Collected data
**********

Issue #746, opened 2023-11-17
Example Ruby buildpack uses `unwrap()` in non-test code


edmorley:
We should not be using `.unwrap()` outside of tests.

These were found by the `unwrap_used` lint (which is about to be enabled across the whole repo).

https://github.com/heroku/libcnb.rs/blob/335b3514ade67db6e96df59d12e2a226325a42e2/examples/ruby-sample/src/layers/bundler.rs#L55-L57
https://github.com/heroku/libcnb.rs/blob/335b3514ade67db6e96df59d12e2a226325a42e2/examples/ruby-sample/src/layers/bundler.rs#L96
https://github.com/heroku/libcnb.rs/blob/335b3514ade67db6e96df59d12e2a226325a42e2/examples/ruby-sample/src/layers/bundler.rs#L108

edmorley:
Wontfix since the Ruby example has been removed in #757.

PR #747, opened 2023-11-17
Switch to workspace based lint configuration

edmorley:
As of the Cargo included in Rust 1.74, lints can now be configured in `Cargo.toml` across whole crates/workspaces:
https://blog.rust-lang.org/2023/11/16/Rust-1.74.0.html https://doc.rust-lang.org/stable/cargo/reference/manifest.html#the-lints-section https://doc.rust-lang.org/stable/cargo/reference/workspaces.html#the-lints-table

This reduces the boilerplate, and chance that we forget to enable lints in some targets. The only thing we need to remember is to add the `[lints] workspace = true` to any new crates in the future.

Making this switch exposed a few places where lints weren't enabled and issues had been missed, eg:
https://github.com/heroku/libcnb.rs/issues/746

Since this feature requires Rust 1.74, the MSRV has also been bumped. (Though we will have had to do so soon anyway to be able to start using `Result::inspect_err`, which is due in Rust 1.76, xref: https://github.com/heroku/libcnb.rs/pull/723#discussion_r1387095456)


Malax (approved):

Malax:
Woohoo! :)

PR #753, opened 2023-12-12
[Stacked PR] Refactor background timer logic

schneems:
The background timer prints dots to the UI while the buildpack performs some expensive operation. This requires we use threading and Rust really wants to be sure that we're not going to have data races and that our data is secure.

The original version of the code relied on wrapping our IO in an Arc<Mutex<W>> so that we don't "lose" it when we pass it to the background thread. This worked, but was overly complicated based on my limited understanding of working with lifetimes and threads. This version instead relies on the ability to retrieve a struct when we join the thread to get the IO object back out. This reduces complexity that the BuildLog interface needs to know about.


libherokubuildpack/src/output/background_dots.rs
```diff
@@ -0,0 +1,161 @@
...
+    #[allow(clippy::panic_in_result_fn)]
+    pub(crate) fn stop(mut self) -> std::thread::Result<W> {
+        // Ignore if the channel is closed, likely means the thread died which
+        // we want in this case.
+        match self.join_handle.take() {
+            Some(join_handle) => {
+                let _ = self.stop_signal.send(());
+                join_handle.join()
+            }
+            None => panic!("Internal error: Dot print internal state should never be None"),
```
schneems, line 111: Another alternative is to use something like 

- https://crates.io/crates/consume_on_drop

Which uses `ManuallyDrop` under  the hood https://github.com/markcsaving/consume_on_drop/blob/2da5decaba986313e8db1d0693b70058dd1757bd/src/lib.rs#L35-L37

In a similar territory I also found https://crates.io/crates/dispose which allows us to use the consuming interface for drop, though I'm not quite clear if it also allows you to manually get the value. This also uses ManuallyDrop https://github.com/ray-kast/dispose/blob/bd3675c164f1135ac39d35925c9d16a4497776be/src/dispose/disposable.rs#L20. 

The implementation is small enough we could re-write something similar without pulling in a dependency.

The benefit is we would get rid of this theoretically possible panic. The downside is that we trade it for an unsafe block. I'm unsure how exactly ManuallyDrop interacts with Drop i.e. if we ManuallyDrop::take the inner, then Drop is called on the outer struct, I don't know exactly how those play together.

I think this `Option` is good enough for our use case but I wanted to note that I looked into ManuallyDrop to understand all my options.

schneems: We talked about it. The panic is still not ideal, but it's not much code and seems okay. I added a debug_assert and moved it into it's own module for stronger guarantees only the public interfaces were being used.

libherokubuildpack/src/output/background.rs
```diff
@@ -0,0 +1,213 @@
...
+        fn drop(&mut self) {
+            // A note on correctness. It might seem that it's enough to signal the thread to
+            // stop, that we don't also have to join and wait for it to finish, but that's not
+            // the case. The printer can still emit a value after it's told to stop.
+            //
+            // When that happens the output can appear in the middle of another output, such
+            // as an error message if a global writer is being used such as stdout.
+            // As a result we have to signal AND ensure the thread is stoped before
+            // continuing.
+            if let Some(join_handle) = self.join_handle.take() {
```
icefoxen, line 98: Random passer-by with a random sanity check; is it desirable to do nothing if the `Option` is `None` on drop, or is that an invalid state that should fail noisily?

schneems: Thanks for the comments and cursory look!

It should be `None` if the `fn stop` is called as that's a consuming interface https://github.com/heroku/libcnb.rs/pull/753/files/87f4d6ca2ada895445c2899045eccd8468befcf0#diff-ac625dd49f4a759f34b78c2641dfe4e1b4b9b332b1f77c37caa18138a99c5b3eR145.

Possibly I can do a better job cross-referencing that functionality in the documentation as someone else suggested the same thing in the lobste.rs thread.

**********

[What you need to do]:
Exactly as they stand above, write out the entries.

[Result]:
Issue #746, opened 2023-11-17
Example Ruby buildpack uses `unwrap()` in non-test code


edmorley:
We should not be using `.unwrap()` outside of tests.

These were found by the `unwrap_used` lint (which is about to be enabled across the whole repo).

https://github.com/heroku/libcnb.rs/blob/335b3514ade67db6e96df59d12e2a226325a42e2/examples/ruby-sample/src/layers/bundler.rs#L55-L57
https://github.com/heroku/libcnb.rs/blob/335b3514ade67db6e96df59d12e2a226325a42e2/examples/ruby-sample/src/layers/bundler.rs#L96
https://github.com/heroku/libcnb.rs/blob/335b3514ade67db6e96df59d12e2a226325a42e2/examples/ruby-sample/src/layers/bundler.rs#L108

edmorley:
Wontfix since the Ruby example has been removed in #757.

PR #747, opened 2023-11-17
Switch to workspace based lint configuration

edmorley:
As of the Cargo included in Rust 1.74, lints can now be configured in `Cargo.toml` across whole crates/workspaces:
https://blog.rust-lang.org/2023/11/16/Rust-1.74.0.html https://doc.rust-lang.org/stable/cargo/reference/manifest.html#the-lints-section https://doc.rust-lang.org/stable/cargo/reference/workspaces.html#the-lints-table

This reduces the boilerplate, and chance that we forget to enable lints in some targets. The only thing we need to remember is to add the `[lints] workspace = true` to any new crates in the future.

Making this switch exposed a few places where lints weren't enabled and issues had been missed, eg:
https://github.com/heroku/libcnb.rs/issues/746

Since this feature requires Rust 1.74, the MSRV has also been bumped. (Though we will have had to do so soon anyway to be able to start using `Result::inspect_err`, which is due in Rust 1.76, xref: https://github.com/heroku/libcnb.rs/pull/723#discussion_r1387095456)


Malax (approved):

Malax:
Woohoo! :)

PR #753, opened 2023-12-12
[Stacked PR] Refactor background timer logic

schneems:
The background timer prints dots to the UI while the buildpack performs some expensive operation. This requires we use threading and Rust really wants to be sure that we're not going to have data races and that our data is secure.

The original version of the code relied on wrapping our IO in an Arc<Mutex<W>> so that we don't "lose" it when we pass it to the background thread. This worked, but was overly complicated based on my limited understanding of working with lifetimes and threads. This version instead relies on the ability to retrieve a struct when we join the thread to get the IO object back out. This reduces complexity that the BuildLog interface needs to know about.


libherokubuildpack/src/output/background_dots.rs
```diff
@@ -0,0 +1,161 @@
...
+    #[allow(clippy::panic_in_result_fn)]
+    pub(crate) fn stop(mut self) -> std::thread::Result<W> {
+        // Ignore if the channel is closed, likely means the thread died which
+        // we want in this case.
+        match self.join_handle.take() {
+            Some(join_handle) => {
+                let _ = self.stop_signal.send(());
+                join_handle.join()
+            }
+            None => panic!("Internal error: Dot print internal state should never be None"),
```
schneems, line 111: Another alternative is to use something like 

- https://crates.io/crates/consume_on_drop

Which uses `ManuallyDrop` under  the hood https://github.com/markcsaving/consume_on_drop/blob/2da5decaba986313e8db1d0693b70058dd1757bd/src/lib.rs#L35-L37

In a similar territory I also found https://crates.io/crates/dispose which allows us to use the consuming interface for drop, though I'm not quite clear if it also allows you to manually get the value. This also uses ManuallyDrop https://github.com/ray-kast/dispose/blob/bd3675c164f1135ac39d35925c9d16a4497776be/src/dispose/disposable.rs#L20. 

The implementation is small enough we could re-write something similar without pulling in a dependency.

The benefit is we would get rid of this theoretically possible panic. The downside is that we trade it for an unsafe block. I'm unsure how exactly ManuallyDrop interacts with Drop i.e. if we ManuallyDrop::take the inner, then Drop is called on the outer struct, I don't know exactly how those play together.

I think this `Option` is good enough for our use case but I wanted to note that I looked into ManuallyDrop to understand all my options.

schneems: We talked about it. The panic is still not ideal, but it's not much code and seems okay. I added a debug_assert and moved it into it's own module for stronger guarantees only the public interfaces were being used.

libherokubuildpack/src/output/background.rs
```diff
@@ -0,0 +1,213 @@
...
+        fn drop(&mut self) {
+            // A note on correctness. It might seem that it's enough to signal the thread to
+            // stop, that we don't also have to join and wait for it to finish, but that's not
+            // the case. The printer can still emit a value after it's told to stop.
+            //
+            // When that happens the output can appear in the middle of another output, such
+            // as an error message if a global writer is being used such as stdout.
+            // As a result we have to signal AND ensure the thread is stoped before
+            // continuing.
+            if let Some(join_handle) = self.join_handle.take() {
```
icefoxen, line 98: Random passer-by with a random sanity check; is it desirable to do nothing if the `Option` is `None` on drop, or is that an invalid state that should fail noisily?

schneems: Thanks for the comments and cursory look!

It should be `None` if the `fn stop` is called as that's a consuming interface https://github.com/heroku/libcnb.rs/pull/753/files/87f4d6ca2ada895445c2899045eccd8468befcf0#diff-ac625dd49f4a759f34b78c2641dfe4e1b4b9b332b1f77c37caa18138a99c5b3eR145.

Possibly I can do a better job cross-referencing that functionality in the documentation as someone else suggested the same thing in the lobste.rs thread.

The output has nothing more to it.